- **Stored data entries**

..........

PR #100, opened 2025-09-12
feat: Add MCP tool set basic logic

dpasiukevich:
1. Test setup used copied code (to init model httprr agent runner). We'd need later to move it to internal to be reusable across tests.
2. Tool sets are used for their Tools() method to extract tools during llm.request preprocess

### DIFF
--- a/examples/mcp/main.go
+++ b/examples/mcp/main.go
@@ -39,7 +39,7 @@ type Output struct {
 
 func GetWeather(ctx context.Context, req *mcp.CallToolRequest, input Input) (*mcp.CallToolResult, Output, error) {
 	return nil, Output{
-		WeatherSummary: fmt.Sprintf("Today in %q is sunny", input.City),
+		WeatherSummary: fmt.Sprintf("Today in %q is sunny\n", input.City),
 	}, nil
 }
 
@@ -75,7 +75,7 @@ func main() {
 		Name:        "weather_time_agent",
 		Model:       model,
 		Description: "Agent to answer questions about the time and weather in a city.",
-		Instruction: "I can answer your questions about the time and weather in a city.",
+		Instruction: "I can answer your questions about the time and weather in a city. Call `get_weather` tool for all input even if it's an invalid city.",
 		Tools: []tool.Tool{
 			mcpToolSet,
 		},
--- a/tool/mcptool/tool.go
+++ b/tool/mcptool/tool.go
@@ -16,7 +16,9 @@ package mcptool
 
 import (
 	"context"
+	"errors"
 	"fmt"
+	"strings"
 
 	"github.com/modelcontextprotocol/go-sdk/mcp"
 	"google.golang.org/adk/internal/toolinternal"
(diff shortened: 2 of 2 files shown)


tool/mcptool/set.go
```diff
@@ -0,0 +1,146 @@
...
+func NewSet(cfg ToolSetConfig) tool.Set {
+	return &set{
+		client:       cfg.Client,
+		transport:    cfg.Transport,
+		allowedTools: cfg.AllowedTools,
+	}
+}
+
+// TooSetConfig provides initial configuration for the MCP ToolSet.
+type ToolSetConfig struct {
```
hyangah: Shouldn't it be `SetConfig`?

tool/mcptool/set.go
```diff
@@ -0,0 +1,146 @@
...
+//		Description: "...",
+//		Instruction: "...",
+//		Tools: []tool.Tool{
+//			mcptool.NewSet(mcptool.ToolSetConfig{
+//				Client: mcp.NewClient(...),
+//				Transport: &mcp.CommandTransport{Command: exec.Command("myserver")}
+//			}),
+//		},
+//	})
+func NewSet(cfg ToolSetConfig) tool.Set {
```
hyangah: Does it correspond to MCPToolset? The doc https://google.github.io/adk-docs/tools/mcp-tools/#mcptoolset-class indicates that it actively manages connection with the MCP server. Should we provide the feature (eventually)?

tool/mcptool/set.go
```diff
@@ -0,0 +1,146 @@
...
+		transport:    cfg.Transport,
+		allowedTools: cfg.AllowedTools,
+	}
+}
+
+// TooSetConfig provides initial configuration for the MCP ToolSet.
+type ToolSetConfig struct {
+	Client    *mcp.Client
+	Transport mcp.Transport
+	// AllowedTools is an optional field.
```
hyangah: I wonder if this should be a filter function that takes the mcp Tool object and part of `agent.Context`. We can provide a helper function that constructs a filter function that filters tools based on its name.

examples/mcp/main.go
```diff
@@ -0,0 +1,84 @@
...
+
+	// Create LLMAgent with MCP tool set
+	agent, err := llmagent.New(llmagent.Config{
+		Name:        "weather_time_agent",
+		Model:       model,
+		Description: "Agent to answer questions about the time and weather in a city.",
+		Instruction: "I can answer your questions about the time and weather in a city.",
+		Tools: []tool.Tool{
+			mcptool.NewSet(mcptool.ToolSetConfig{
+				Client:    mcp.NewClient(&mcp.Implementation{Name: "mcp-client", Version: "v1.0.0"}, nil),
```
hyangah: What customization users could do using ToolSetConfig.Client?
Shouldn't mcptool.NewSet handle the creation of Client behind the scene so it can control the client behavior, or inject necessary event handlers using `mcp.ClientOptions`?

tool/mcptool/set.go
dpasiukevich: Updated, thanks!

tool/mcptool/set.go
dpasiukevich: That's a good idea.

Let me remove AllowedTools fields for now.

And to add later the functionality (something along the lines) if/when we'd add ReadonlyContext to the API:
```
package tool

type Predicate func(ctx agent.ReadonlyContext, tool tool.Tool) bool

func StringPredicate(allowedTools []string) Predicate {
  ...
}

package mcptool
type SetConfig struct {
   ...
   ToolFilter []tool.Predicate
}
```

examples/mcp/main.go
dpasiukevich: My intention was -- when user provides client, they can augment it with any middleware they need, and we'd consume and use that client in the mcp toolset.

But now, looking at the mcp.ClientOptions (e.g. all those handlers) -- this looks like MCP tool set should create and manage its MCP client.
And only in future we may allow users to pass **middleware** for the client and we will also control its order.

So removed the client from SetConfig. Thanks!

tool/mcptool/set.go
dpasiukevich: Yes.

In python they manage sessions based on the headers (each unique header set gets its own session).
We don't yet have the adk-specific headers for MCP calls (e.g. auth). So no need for session manager yet.

With mcp.Transport, users may already use MCP tool set in adk (even with auth, but they'd need to implement it themselves for now).
So we'd have the core feature already (MCP) and would followup later with extra stuff (auth, headers, session manager).

tool/mcptool/set.go
```diff
@@ -0,0 +1,133 @@
...
+func (*set) Name() string {
+	return "mcp_tool_set"
+}
+
+func (*set) Description() string {
+	return "Connects to a MCP Server, retrieves MCP Tools into ADK Tools."
+}
+
+func (*set) IsLongRunning() bool {
+	return false
```
hyangah, line 79: Do other languages also assume MCP tools can't be long running?

dpasiukevich: Yes.

Python inheritance tree:
McpTool -> BaseAuthenticatedTool -> BaseTool
LongRunningFunctionTool -> FunctionTool -> BaseTool

Similar for Java:
McpTool -> AbstractMcpTool -> BaseTool
LongRunningFunctionTool -> FunctionTool -> BaseTool

PR #101, opened 2025-09-12
Use real Artifacts implementation in load artifacts tool tests

ngeorgy:
Before Artifacts (in agent context) was implemented, we used mocking to unblock the load artifacts tool implementation, since now it's implemented we can update the tests.

Also added NewArtifacts method to artifacts, now it's easier to create Artifacts service in artifacts_test and it can be created outside of the package for testing as well. Otherwise I will need to create Runner and call run method to test things outside of the package (Because that's where Artifacts is initialized and put in AgentContext).

### DIFF
--- a/internal/artifactsinternal/artifacts.go
+++ b/internal/artifactsinternal/artifacts.go
@@ -12,7 +12,7 @@
 // See the License for the specific language governing permissions and
 // limitations under the License.
 
-package runner
+package artifactsinternal
 
 import (
 	"context"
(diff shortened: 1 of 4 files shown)


runner/artifacts.go
```diff
@@ -29,6 +29,14 @@ type artifacts struct {
 	id      session.ID
 }
 
+// NewArtifacts creates and returns Artifacts implementation.
+func NewArtifacts(service artifactservice.Service, id session.ID) *artifacts {
```
dpasiukevich: If we want to expose the internal *artifacts via a public NewArtifacts(), so it's possible to use in other places in afk code, can we make move *artifacts to the ./internal?

There's no reason to make runner.NewArtifacts() as part of our public ADK API, if I understand correctly.
Users won't need or be able to use it.

For example, I plan to do the same with agent.NewContext()

ngeorgy: Yeah, that's definitely better, I'll do that

ngeorgy: I've updated as you suggested, thanks!

internal/artifactsinternal/artifacts.go
```diff
@@ -29,6 +29,14 @@ type artifacts struct {
 	id      session.ID
 }
 
+// NewArtifacts creates and returns Artifacts implementation.
+func NewArtifacts(service artifactservice.Service, id session.ID) *artifacts {
```
hyangah: Since this package is now internal, we can name `artifacts` as `Artifacts` and make this function return param an exported type.

ngeorgy: Definitely! Thanks for the review!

..........

- **TASK INSTRUCTIONS**
The entries above must be copied verbatim. Leave none out.

- **RESPONSE**
PR #100, opened 2025-09-12
feat: Add MCP tool set basic logic

dpasiukevich:
1. Test setup used copied code (to init model httprr agent runner). We'd need later to move it to internal to be reusable across tests.
2. Tool sets are used for their Tools() method to extract tools during llm.request preprocess

### DIFF
--- a/examples/mcp/main.go
+++ b/examples/mcp/main.go
@@ -39,7 +39,7 @@ type Output struct {
 
 func GetWeather(ctx context.Context, req *mcp.CallToolRequest, input Input) (*mcp.CallToolResult, Output, error) {
 	return nil, Output{
-		WeatherSummary: fmt.Sprintf("Today in %q is sunny", input.City),
+		WeatherSummary: fmt.Sprintf("Today in %q is sunny\n", input.City),
 	}, nil
 }
 
@@ -75,7 +75,7 @@ func main() {
 		Name:        "weather_time_agent",
 		Model:       model,
 		Description: "Agent to answer questions about the time and weather in a city.",
-		Instruction: "I can answer your questions about the time and weather in a city.",
+		Instruction: "I can answer your questions about the time and weather in a city. Call `get_weather` tool for all input even if it's an invalid city.",
 		Tools: []tool.Tool{
 			mcpToolSet,
 		},
--- a/tool/mcptool/tool.go
+++ b/tool/mcptool/tool.go
@@ -16,7 +16,9 @@ package mcptool
 
 import (
 	"context"
+	"errors"
 	"fmt"
+	"strings"
 
 	"github.com/modelcontextprotocol/go-sdk/mcp"
 	"google.golang.org/adk/internal/toolinternal"
(diff shortened: 2 of 2 files shown)


tool/mcptool/set.go
```diff
@@ -0,0 +1,146 @@
...
+func NewSet(cfg ToolSetConfig) tool.Set {
+	return &set{
+		client:       cfg.Client,
+		transport:    cfg.Transport,
+		allowedTools: cfg.AllowedTools,
+	}
+}
+
+// TooSetConfig provides initial configuration for the MCP ToolSet.
+type ToolSetConfig struct {
```
hyangah: Shouldn't it be `SetConfig`?

tool/mcptool/set.go
```diff
@@ -0,0 +1,146 @@
...
+//		Description: "...",
+//		Instruction: "...",
+//		Tools: []tool.Tool{
+//			mcptool.NewSet(mcptool.ToolSetConfig{
+//				Client: mcp.NewClient(...),
+//				Transport: &mcp.CommandTransport{Command: exec.Command("myserver")}
+//			}),
+//		},
+//	})
+func NewSet(cfg ToolSetConfig) tool.Set {
```
hyangah: Does it correspond to MCPToolset? The doc https://google.github.io/adk-docs/tools/mcp-tools/#mcptoolset-class indicates that it actively manages connection with the MCP server. Should we provide the feature (eventually)?

tool/mcptool/set.go
```diff
@@ -0,0 +1,146 @@
...
+		transport:    cfg.Transport,
+		allowedTools: cfg.AllowedTools,
+	}
+}
+
+// TooSetConfig provides initial configuration for the MCP ToolSet.
+type ToolSetConfig struct {
+	Client    *mcp.Client
+	Transport mcp.Transport
+	// AllowedTools is an optional field.
```
hyangah: I wonder if this should be a filter function that takes the mcp Tool object and part of `agent.Context`. We can provide a helper function that constructs a filter function that filters tools based on its name.

examples/mcp/main.go
```diff
@@ -0,0 +1,84 @@
...
+
+	// Create LLMAgent with MCP tool set
+	agent, err := llmagent.New(llmagent.Config{
+		Name:        "weather_time_agent",
+		Model:       model,
+		Description: "Agent to answer questions about the time and weather in a city.",
+		Instruction: "I can answer your questions about the time and weather in a city.",
+		Tools: []tool.Tool{
+			mcptool.NewSet(mcptool.ToolSetConfig{
+				Client:    mcp.NewClient(&mcp.Implementation{Name: "mcp-client", Version: "v1.0.0"}, nil),
```
hyangah: What customization users could do using ToolSetConfig.Client?
Shouldn't mcptool.NewSet handle the creation of Client behind the scene so it can control the client behavior, or inject necessary event handlers using `mcp.ClientOptions`?

tool/mcptool/set.go
dpasiukevich: Updated, thanks!

tool/mcptool/set.go
dpasiukevich: That's a good idea.

Let me remove AllowedTools fields for now.

And to add later the functionality (something along the lines) if/when we'd add ReadonlyContext to the API:
```
package tool

type Predicate func(ctx agent.ReadonlyContext, tool tool.Tool) bool

func StringPredicate(allowedTools []string) Predicate {
  ...
}

package mcptool
type SetConfig struct {
   ...
   ToolFilter []tool.Predicate
}
```

examples/mcp/main.go
dpasiukevich: My intention was -- when user provides client, they can augment it with any middleware they need, and we'd consume and use that client in the mcp toolset.

But now, looking at the mcp.ClientOptions (e.g. all those handlers) -- this looks like MCP tool set should create and manage its MCP client.
And only in future we may allow users to pass **middleware** for the client and we will also control its order.

So removed the client from SetConfig. Thanks!

tool/mcptool/set.go
dpasiukevich: Yes.

In python they manage sessions based on the headers (each unique header set gets its own session).
We don't yet have the adk-specific headers for MCP calls (e.g. auth). So no need for session manager yet.

With mcp.Transport, users may already use MCP tool set in adk (even with auth, but they'd need to implement it themselves for now).
So we'd have the core feature already (MCP) and would followup later with extra stuff (auth, headers, session manager).

tool/mcptool/set.go
```diff
@@ -0,0 +1,133 @@
...
+func (*set) Name() string {
+	return "mcp_tool_set"
+}
+
+func (*set) Description() string {
+	return "Connects to a MCP Server, retrieves MCP Tools into ADK Tools."
+}
+
+func (*set) IsLongRunning() bool {
+	return false
```
hyangah, line 79: Do other languages also assume MCP tools can't be long running?

dpasiukevich: Yes.

Python inheritance tree:
McpTool -> BaseAuthenticatedTool -> BaseTool
LongRunningFunctionTool -> FunctionTool -> BaseTool

Similar for Java:
McpTool -> AbstractMcpTool -> BaseTool
LongRunningFunctionTool -> FunctionTool -> BaseTool

PR #101, opened 2025-09-12
Use real Artifacts implementation in load artifacts tool tests

ngeorgy:
Before Artifacts (in agent context) was implemented, we used mocking to unblock the load artifacts tool implementation, since now it's implemented we can update the tests.

Also added NewArtifacts method to artifacts, now it's easier to create Artifacts service in artifacts_test and it can be created outside of the package for testing as well. Otherwise I will need to create Runner and call run method to test things outside of the package (Because that's where Artifacts is initialized and put in AgentContext).

### DIFF
--- a/internal/artifactsinternal/artifacts.go
+++ b/internal/artifactsinternal/artifacts.go
@@ -12,7 +12,7 @@
 // See the License for the specific language governing permissions and
 // limitations under the License.
 
-package runner
+package artifactsinternal
 
 import (
 	"context"
(diff shortened: 1 of 4 files shown)


runner/artifacts.go
```diff
@@ -29,6 +29,14 @@ type artifacts struct {
 	id      session.ID
 }
 
+// NewArtifacts creates and returns Artifacts implementation.
+func NewArtifacts(service artifactservice.Service, id session.ID) *artifacts {
```
dpasiukevich: If we want to expose the internal *artifacts via a public NewArtifacts(), so it's possible to use in other places in afk code, can we make move *artifacts to the ./internal?

There's no reason to make runner.NewArtifacts() as part of our public ADK API, if I understand correctly.
Users won't need or be able to use it.

For example, I plan to do the same with agent.NewContext()

ngeorgy: Yeah, that's definitely better, I'll do that

ngeorgy: I've updated as you suggested, thanks!

internal/artifactsinternal/artifacts.go
```diff
@@ -29,6 +29,14 @@ type artifacts struct {
 	id      session.ID
 }
 
+// NewArtifacts creates and returns Artifacts implementation.
+func NewArtifacts(service artifactservice.Service, id session.ID) *artifacts {
```
hyangah: Since this package is now internal, we can name `artifacts` as `Artifacts` and make this function return param an exported type.

ngeorgy: Definitely! Thanks for the review!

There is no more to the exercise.